Carta ao sofrimento
- Lisiê Silva

- 6 de nov.
- 3 min de leitura

Este texto não foi escrito com a ajuda de IA (Inteligência Artificial), e faz tão pouco tempo que ela entrou na nossa vida e já estamos sentindo saudade de ler algo que foi escrito de verdade. É... verdade - aquela coisa que só o ser vivo é capaz de experimentar, a realidade.
Seria muito estranho escrever um texto sobre sofrimento usando uma máquina. Claro que ela poderia detalhar com precisão o que é, mas sabe, mesmo assim não vivenciou aquilo.
Eu vivi. Doeu chegar lá, encostar naquele lugar que ninguém ousa, aquilo que nem sequer queremos pensar, falar, deixar o outro descobrir. A vontade de não existir. Da dor de existir, do sofrimento acabar. E se a dor é na alma, como curar o existir?

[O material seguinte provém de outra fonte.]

PR #49, opened 2017-11-21
Fix ExtrasError.

lambdafu:
I noticed that ExtrasError wasn't showing the extra argument in a subcommand.  So I dug deeper, and I could identify a bug in remaining(true), which was overwriting the miss_list instead of extending it.  So, I added some tests and fixed it.
But then I noticed some bargled logic in triggering ExtrasError: Firstly, there is a mismatch between remaining(true) and remaining_size() (without true). Secondly, it didn't handle allow_extras_ and prefix_command_ on a per-subcommand basis.  I tried a couple of things, but the easiest fix was to just let each subcommand fail on its own, by not using recurse=true at all.
As recurse=true is not used anymore (and because it does not handle allow_extras_ and prefix_command_), the recurse=true case could be removed from the code base.  My patch doesn't do that, though, to keep the change minimal, in case there are some other plans or cases I missed.  My recommendation would be to remove it if it doesn't serve any other purpose.  I am not firm on the logic behind the fallthrough_ cases, so it may be that I am missing something.

### DIFF
--- a/include/CLI/App.hpp
+++ b/include/CLI/App.hpp
@@ -954,7 +954,7 @@ class App {
         if(recurse) {
             for(const App_p &sub : subcommands_) {
                 std::vector<std::string> output = sub->remaining(recurse);
-                miss_list.assign(std::begin(output), std::end(output));
+                std::copy(std::begin(output), std::end(output), std::back_inserter(miss_list));
             }
         }
         return miss_list;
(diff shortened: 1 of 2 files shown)


henryiii:
I'll look into this in more detail when I get a chance in the next day or two, but not surprised - that code was added very recently. I really need a series of more complex subcommsnd tests that mix features...

henryiii:
I've added a fix for the subcommand ordering, as well.

henryiii:
I think `recurse=true` is still useful if someone just wants to collect all extras, possibly for debugging. I've added a test that makes sure it can rebuild the command line in order - which also fixes the callback order. I'm not sure if it has a practical use other than for diagnostics, since I would think users would always want to have the subcommands, as well. I agree with you that it should not be used if `allow_extras` is false - that should fail. Let me know if you have any thoughts!

By the way, the main purpose for fallthrough is to allow something like this:

```bash
./run_model model1 --common-opt --model1-opt
```

to work, where common options can be set on `run_model` but be given to subcommands. I'm not sure if the interaction with other models like prefix commands is perfect yet.

henryiii:
Thanks!

henryiii:
FYI, Windows requires `#include <iterator>` to use `back_inserter`. Fixed in master. :)

PR #61, opened 2017-11-30
Add test target for Clang 5.0 and C++14.

lambdafu:
I got a build failure in neopg for clang5 and c++14:

```
CLI11/include/CLI11.hpp:234:12: error: 
      no member named 'enable_if_t' in namespace 'std'; did you mean
      'enable_if'?
using std::enable_if_t;
      ~~~~~^~~~~~~~~~~
           enable_if
/usr/bin/../lib/gcc/x86_64-linux-gnu/4.8/../../../../include/c++/4.8/type_traits:1766:12: note: 
      'enable_if' declared here
    struct enable_if 
           ^
```

Let's see if we can trigger this here, too! :fire: :fire_engine: :potable_water:

### DIFF
--- a/.travis.yml
+++ b/.travis.yml
@@ -13,6 +13,17 @@ matrix:
   - compiler: clang
     addons:
       apt:
+        sources:
+        - ubuntu-toolchain-r-test
+        - llvm-toolchain-trusty-5.0
+        packages:
+        - clang++-5.0
+    env:
+    - COMPILER=5.0
+    - CLI_CXX_STD=14
+  - compiler: clang
+    addons:
+      apt:
         packages:
         - clang-3.9
         - clang-format-3.9
--- a/.travis.yml
+++ b/.travis.yml
@@ -63,7 +63,7 @@ matrix:
     - COMPILER=4.7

Quando toquei aquele lugar do fundo, consegui palpar o sofrimento, é como se tudo que vivi fosse despido e tudo estivesse na sua forma mais nua e crua. Dói de ver, sentir e ressentir, vivenciar a dor da alma é uma tortura inimaginável para muitas pessoas. Mas é, sem dúvida, o caminho mais rápido para aquilo que sentimos ser a lógica da existência, o porquê de estarmos aqui. E quando o sofrimento é muito muito grande, passamos a questionar justamente o "porquê de estarmos aqui".
Para quem a gente escreve uma carta? para uma pessoa que não está mais perto de nós, mas ainda mantemos uma memória juntos. Uma carta para o sofrimento nos ajuda a perceber que a dor passou, se foi, não existe mais, não faz mais parte da sua realidade do momento, o que está no seu presente é o que você é. Dói sim lembrar, mas ela não é a sua alma, o seu existir.
Proponho nesta perspectiva olhar a dor e o sofrimento sem querer eliminar o existir, sim eu falo aqui do pensamento de morte, do suicídio. Existem diversas formas de sofrimento e não vamos medir qual dói mais, mas há algo em comum, a vontade de eliminar a dor e o sofrimento, o de não existir mais.
Quando tocamos neste lugar especial da alma, as memórias das dores, dos traumas, a dor insuportável, o sentimento de impotência, fragilidade, raiva, revolta, tristeza profunda... é normal que pensemos que podemos enlouquecer com estes pensamentos, ou que devemos "tratar" seja com medicamentos, terapia, ou qualquer coisa que alivie essa dor, em última instância pode-se achar que a única solução seria a de não existir. Primeiro de tudo, te proponho escrever esta carta para o seu sofrimento. Pode ser uma carta mental, converse com os seus sentimentos, dores, memórias e vá cada vez distanciando o seu existir, o que és agora, do que foi.
Depois, observe o seguinte, a cada dia o sol nasce para nos lembrar das novas chances, de recomeços, de novo e de novo, todos os dias podemos recomeçar. A vida recomeça, se inicia e se despede, acorda e dorme, nasce e morre naturalmente, não há necessidade de antecipar nada. Sinta-se acolhido pela vida, despeça-se dos sofrimentos que não existem mais, acolha, nomeie, mande cartas, chore, mas deixe a vida fluir seu curso. Não é tão simples assim, eu sei, isso pode durar dias, semanas, meses, anos, uma vida inteira... mas posso te garantir, não há sofrimentos que dure para sempre, é uma questão de perspectiva.
Se mesmo assim está difícil sair deste emaranhado de pensamentos, dores, e o sofrimento aumenta cada vez mais, peça ajuda: de uma pessoa de confiança, de um profissional, as terapias podem ser sim revolucionárias na vida de uma pessoa. E se mesmo assim continuar, existem outros modos de cuidado, de acolhimento, de terapias alternativas. E se ainda assim nada te ajudar, formas mais drásticas que são os medicamentos psicotrópicos. Mas devo te alertar! Estes medicamentos nunca devem ser utilizados como primeira escolha, somente quando as outras alternativas falharam. Eles geralmente nos ajudam a lidar melhor com as dores, mas eles não "tratam" esses sofrimentos. Esses medicamentos também podem trazer outros problemas ou reações adversas. Estes medicamentos não te "melhoram", não te "corrigem", nem te "curam", então não confie a sua saúde somente a eles, integre tudo que pode te ajudar.
A vida é conexão, e com o que hoje estas conectado?